■ **Task brief**: Look through the lines below and copy each one that includes "schedules".
□ □ □ □
PR #5244, opened 2026-06-09
[split 2/4] Scale DSA indexer loss in pipeline schedules

HollowMan6:
Split out from #3674 to reduce review scope.

Original changes by @HollowMan6 in #3674.

## Scope
- Generalize auxiliary loss-scale handling in pipeline schedules.
- Wire DSA indexer loss scaling through the experimental attention variant hook.
- Update hybrid CP schedule calls after the `backward_step` signature change.
- Add unit coverage for CP scaling, dict outputs, and non-mutating default DSA hook behavior.

## Dependencies
None.

## Validation
- `git diff --check upstream/main..split-3674-dsa-loss-scale`

### DIFF
--- a/megatron/core/pipeline_parallel/hybrid_cp_schedule.py
+++ b/megatron/core/pipeline_parallel/hybrid_cp_schedule.py
@@ -545,9 +545,15 @@ def hybrid_context_parallel_forward_backward(
             )
             sample["local_cp_size"] = torch.tensor(partner_cp_size, dtype=torch.int32)
             new_data_iterator = RerunDataIterator(iter([sample]))
-            return new_data_iterator
         else:
-            return None
+            partner_cp_size = 0
+            new_data_iterator = None
+
+        partner_cp_size_tensor = torch.tensor(
+            [partner_cp_size], dtype=torch.int32, device=torch.cuda.current_device()
+        )
+        _broadcast(partner_cp_size_tensor)
+        return new_data_iterator, int(partner_cp_size_tensor.item())
 
     # We get data once per global batch and schedule the sub-samples.
     # TODO(pmannan): Should we wrap the data_iterator here instead of the training.py file?
@@ -579,7 +585,7 @@ def hybrid_context_parallel_forward_backward(
             sample_ids_this_group = sample_id_groups[j][hdp_rank] if is_first_tp_rank else None
             for i in range(num_samples_this_group[j]):
                 # Call forward step for each sub-sample
-                new_data_iterator = _get_new_data_iterator(i, j)
+                new_data_iterator, cp_group_size = _get_new_data_iterator(i, j)
                 # TODO: Find the usage of current_microbatch and is_first_microbatch and
                 # how that may affect my usage.
                 output_tensor, num_tokens = forward_step(
@@ -590,7 +596,8 @@ def hybrid_context_parallel_forward_backward(
                     input_tensor,
                     forward_data_store,
                     config,
-                    collect_non_loss_data,
+                    cp_group_size=cp_group_size,
+                    collect_non_loss_data=collect_non_loss_data,
                     is_first_microbatch=check_first_val_step(
                         first_val_step, forward_only, current_microbatch == 0
                     ),
@@ -599,9 +606,7 @@ def hybrid_context_parallel_forward_backward(
                 current_microbatch += 1
                 total_num_tokens += num_tokens.item()
                 if not forward_only:
-                    backward_step(
-                        input_tensor, output_tensor, output_tensor_grad, model_type, config
-                    )
+                    backward_step(input_tensor, output_tensor, output_tensor_grad, config)
 
             # Create a barrier at end of each group.
             # This barrier ensures that all ranks are prepared to change assigned CP group sizes and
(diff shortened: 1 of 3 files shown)


megatron/core/pipeline_parallel/schedules.py
```diff
@@ -341,17 +355,20 @@ def forward_step_calc_loss(
...
+        device = get_tensor_device(output_tensor)
+        loss_scale = _compute_loss_scale(config, device)
         if config.calculate_per_token_loss:
-            DSAIndexerLossAutoScaler.set_loss_scale(loss_scale)
+            experimental_attention_variant_loss_scale_func(loss_scale)
         else:
-            DSAIndexerLossAutoScaler.set_loss_scale(loss_scale / num_microbatches)
+            cp_size_for_scaling = cp_group_size if cp_group_size is not None else 1
+            experimental_attention_variant_loss_scale_func(
+                loss_scale * cp_size_for_scaling / num_microbatches
```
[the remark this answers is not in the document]
HollowMan6: Fixed in `8c9432387`. `hybrid_context_parallel_forward_backward` now passes `cp_group_size` and `collect_non_loss_data` by keyword, and broadcasts the per-sub-sample local CP size from TP rank 0 before calling `forward_step`, so `collect_non_loss_data=False` can no longer be interpreted as CP size 0.

megatron/core/pipeline_parallel/schedules.py
```diff
@@ -344,17 +363,20 @@ def forward_step_calc_loss(
...
+    )
+    if experimental_attention_variant_loss_scale_func is not None:
+        device = get_tensor_device(output_tensor)
+        loss_scale = _compute_loss_scale(config, device)
         if config.calculate_per_token_loss:
-            DSAIndexerLossAutoScaler.set_loss_scale(loss_scale)
+            experimental_attention_variant_loss_scale_func(loss_scale)
         else:
-            DSAIndexerLossAutoScaler.set_loss_scale(loss_scale / num_microbatches)
+            cp_size_for_scaling = cp_group_size if cp_group_size is not None else 1
```
yashaswikarnati, line 380: with dynamic cp - do we change the cp_group_size for each microbatch ? the way we are setting the loss scale might lead to unintended behaviour - like when loss scale computed on one microbatch can be used for the next immediate backward of different microbatch when pipelining.. 
also @cc: @parthmannan

HollowMan6: Good point! Dynamic CP can change `cp_group_size` per sub-sample, but today hybrid CP is not used with pipeline parallelism and requires `calculate_per_token_loss`, so this non-per-token CP-scaled path is only reached with static CP.

So I don’t think this causes an immediate overwrite issue in current supported configs. But agreed the class-level scaler is fragile if dynamic CP + pipelining/non-per-token loss is enabled later; the robust fix would be to store the scale per autograd context/microbatch instead of globally, but that can be left for future dynamic CP work.

I will add a comment in the code for this.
□ □ □ □
■ **Reply to the task**:
[split 2/4] Scale DSA indexer loss in pipeline schedules
- Generalize auxiliary loss-scale handling in pipeline schedules.
megatron/core/pipeline_parallel/schedules.py
megatron/core/pipeline_parallel/schedules.py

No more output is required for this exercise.